Грустная песня про Ванчукова - стр. 50
Затренькал звонок с шестого урока.
– Седьмой «А», всё, всё, время вышло, сдавайте, сдавайте работы! – включила сирену классрукша Иннушка-Арлекинушка.
Панов сгрёб здоровенной правой лапищей свою и ванчуковскую тетради, открытой левой ладонью шлёпнул сидящего впереди Чиву по мясистому боку:
– Чивас, передай в президиум!
Плотный шкафчик с вросшей в плечи головой без шеи, Чива, оторвал спину от спинки стула, чуть подался вперёд; не оборачиваясь, завёл правую руку за спину, пощёлкал кистью, изображая страусиный клюв. Если б Чивас сейчас удосужился пойти устраиваться на работу в образцовский театр кукол, его бы наверняка приняли «с распростёртыми», прямо тут и без экзаменов. Панов запихнул обе тетради в клюв. Клюв кивнул отсутствующей головой и скрылся вместе с тетрадями под партой.
– Олька, на картинг пойдёшь? – спросил Панов.
– Не-е-е, – улыбнулся Ванчуков, – сегодня на лекцию.
– Что, вечорка твоя интереснее, чем винты крутить?
– Да нет, Серёнь. Всё интересно. Просто у меня сегодня лекция.
– Ладно, давай петушка, – добродушно протянул Ольгерду руку увалень Панов, бессменно возглавлявший правый фланг на построениях на уроках физкультуры.
Скользя каблуками, размахивая для равновесия потёртым портфелем, Ванчуков в фигурном заносе вылетел со школьного двора на узкую улочку. Слева по ходу, от шумящей за забором кондитерской фабрики, ошеломляюще вкусно пахло горячим, только что испечённым бисквитом. Справа, из хоздвора ипподрома, как всегда, пасло[12] навозом. Широченные ворота пожарной части были открыты настежь. Походя, Ванчуков заглянул внутрь. Солдатики драили, ополаскивая из шлангов, две нарядные красные большие пожарные машины.
– Эй, пацан, сигареты есть? – спросил Ванчуков ближайшего солдатика. Пожарное отделение обслуживало московскую табачную фабрику «Дукат».
– Двацть-кпеек, – безразлично ответил тот.
Олик достал из брючного кармана два десюлика:
– На.
Солдатик скрылся за внутренней дверью гаража. Через полминуты вернулся со свёрнутым из газеты небольшим кулёчком, протянул Ванчукову. Ольгерд заглянул внутрь: там россыпью валялись штук двадцать, может, тридцать, некондиционных сигарет разной длины, с криво обрезанными фильтрами, а то и вовсе без. Самая длинная и кривая – сантиметров двадцать. «Ничего, рубану пополам, за две сразу сойдёт», – подумал Ванчуков. На ходу курить по малолетству стрёмно: прохожие могли настучать по шапке. Поэтому решил отложить удовольствие до дома: три минуты ходу.
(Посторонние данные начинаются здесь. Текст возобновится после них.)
PR #776, opened 2022-01-24
fix(splash-screen): avoid conditional downcast warning

### LINKED ISSUE #761: Conditional downcast from 'UIWindow?' to 'UIWindow' does nothing
https://github.com/ionic-team/capacitor-plugins/blob/3ec2008bc0311c837346ecbdd0afd105149b427a/splash-screen/ios/Plugin/SplashScreen.swift#L120

The line produces a warning while compiling an iOS application in Xcode 13.2.1.

riderx:
closes #761

### DIFF
--- a/splash-screen/ios/Plugin/SplashScreen.swift
+++ b/splash-screen/ios/Plugin/SplashScreen.swift
@@ -117,7 +117,7 @@ import Capacitor
     // Update the bounds for the splash image. This will also be called when
     // the parent view observers fire
     private func updateSplashImageBounds() {
-        var window: UIWindow? = UIApplication.shared.delegate?.window
+        var window: UIWindow? = UIApplication.shared.delegate?.window ?? nil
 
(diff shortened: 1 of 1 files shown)


splash-screen/ios/Plugin/SplashScreen.swift
```diff
@@ -117,7 +117,7 @@ import Capacitor
     // Update the bounds for the splash image. This will also be called when
     // the parent view observers fire
     private func updateSplashImageBounds() {
-        var window: UIWindow? = UIApplication.shared.delegate?.window as? UIWindow
+        var window: UIWindow? = UIApplication.shared.delegate?.window
```
jcesarmobile, line 120: Thanks for the PR, but the code doesn't compile, I think it should look like this:
```suggestion
        var window: UIWindow? = UIApplication.shared.delegate?.window ?? nil
```

jcesarmobile (approved):
looks good, thanks!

Шестнадцатиэтажка воодушевляюще благоухала мытыми полами, свежей масляной краской, остро-пряным лаком, горькой битумной смолой. Серую панельную башню сдали только-только, два месяца назад. Ванчуков уважительно пару раз топнул у входа в подъезд, чтоб слетела с ботинок тающая холодная каша, зашёл в огромный застеклённый от пола до потолка вестибюль, поднялся маленькой четырёхступенчатой лесенкой к лифтовым дверям. Лифтов было два – двухстворчатый пассажирский и с широченной дверью грузовой.
Ванчукову нравился грузовой. Он второй раз жил в доме, где был лифт. В городе детства дом имел четыре этажа, и никаких лифтов там положено не было. Первый раз в доме с лифтом он жил за границей, и было это очень недолго. Теперь же Ванчуков по несколько раз на дню ездил на новеньких лифтах и получал от этого настоящее удовольствие.